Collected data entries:
Issue #2199, opened 2024-10-09
Allow expression text editor to be expandable


srikant-ch5:
Ref: 3883

PR #2200, opened 2024-10-09
#2199 Allow expression text editor to be expandable

srikant-ch5:
Fixes: #2199
 
           in the file; or

           it.

### DIFF
--- a/canvas_modules/common-canvas/src/common-properties/controls/expression/expression-builder/expression-builder.scss
+++ b/canvas_modules/common-canvas/src/common-properties/controls/expression/expression-builder/expression-builder.scss
@@ -48,7 +48,7 @@ $operator-margin: 50%;
 
 	.elyra-CodeMirror {
 		resize: vertical;
-    	overflow: auto !important;
+		overflow: auto !important;
 		.cm-editor {
 			min-height: inherit;
 			resize: vertical;
--- a/canvas_modules/common-canvas/src/common-properties/controls/expression/expression-builder/expression-builder.scss
+++ b/canvas_modules/common-canvas/src/common-properties/controls/expression/expression-builder/expression-builder.scss
@@ -47,12 +47,13 @@ $operator-margin: 50%;
 	margin-bottom: 0;
 
 	.elyra-CodeMirror {
+		/* Allow codemirror container to resize on drag */
 		resize: vertical;
-		overflow: auto !important;
+		overflow: auto;
 		.cm-editor {
-			min-height: inherit;
-			resize: vertical;
-			overflow: auto !important;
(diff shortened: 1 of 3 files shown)


canvas_modules/common-canvas/src/common-properties/controls/expression/expression-builder/expression-builder.scss
```diff
@@ -47,7 +47,12 @@ $operator-margin: 50%;
 	margin-bottom: 0;
 
 	.elyra-CodeMirror {
+		resize: vertical;
```
matthoward366, line 50: Why do we need to set these stylings in both classes?

matthoward366: Also, why do we need to set `!important`.  If there is a good reason please add a comment.  We should also add a comment as to why this styling was added.

srikant-ch5: Sure @matthoward366 I have updated styling with comments. Please let me know if I need to change these.

I have included resize styling in elyra-CodeMirror which is the outer container so that the container grows along the text editor without this styling it is behaving like below.


https://github.com/user-attachments/assets/5cf65ef6-3001-4397-a196-79bda81be832

Similarly if I don't apply resize styling on inner `cm-editor` it would behave something like below where the editor doesn't resize.

https://github.com/user-attachments/assets/ed682fdd-5904-4115-93bd-7a9906f4226c

canvas_modules/common-canvas/src/common-properties/controls/expression/expression-builder/expression-builder.scss
```diff
@@ -47,7 +47,13 @@ $operator-margin: 50%;
 	margin-bottom: 0;
 
 	.elyra-CodeMirror {
+		/* Allow codemirror container to resize on drag */
+		resize: vertical;
+		overflow: auto;
 		.cm-editor {
+			min-height: inherit; /* Inherit min-height to restrict resize below certain width  */
+			resize: vertical; /* Allow codemirror texteditor to resize on drag */
```
matthoward366, line 55: I removed the resize and overflow here and it works correctly.
https://github.com/user-attachments/assets/5864a04a-7ede-4920-b704-1bb9efe474c1

srikant-ch5: Yes, its working without that I have updated the PR. Thanks.
For some reason it was behaving like above recording now when I restart the browser its working fine.

matthoward366 (approved):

* **WORK TASK**
Look for the string "attachments" in the records, and copy every line where it is found.

* **YOUR RESPONSE**
https://github.com/user-attachments/assets/5cf65ef6-3001-4397-a196-79bda81be832
https://github.com/user-attachments/assets/ed682fdd-5904-4115-93bd-7a9906f4226c
https://github.com/user-attachments/assets/5864a04a-7ede-4920-b704-1bb9efe474c1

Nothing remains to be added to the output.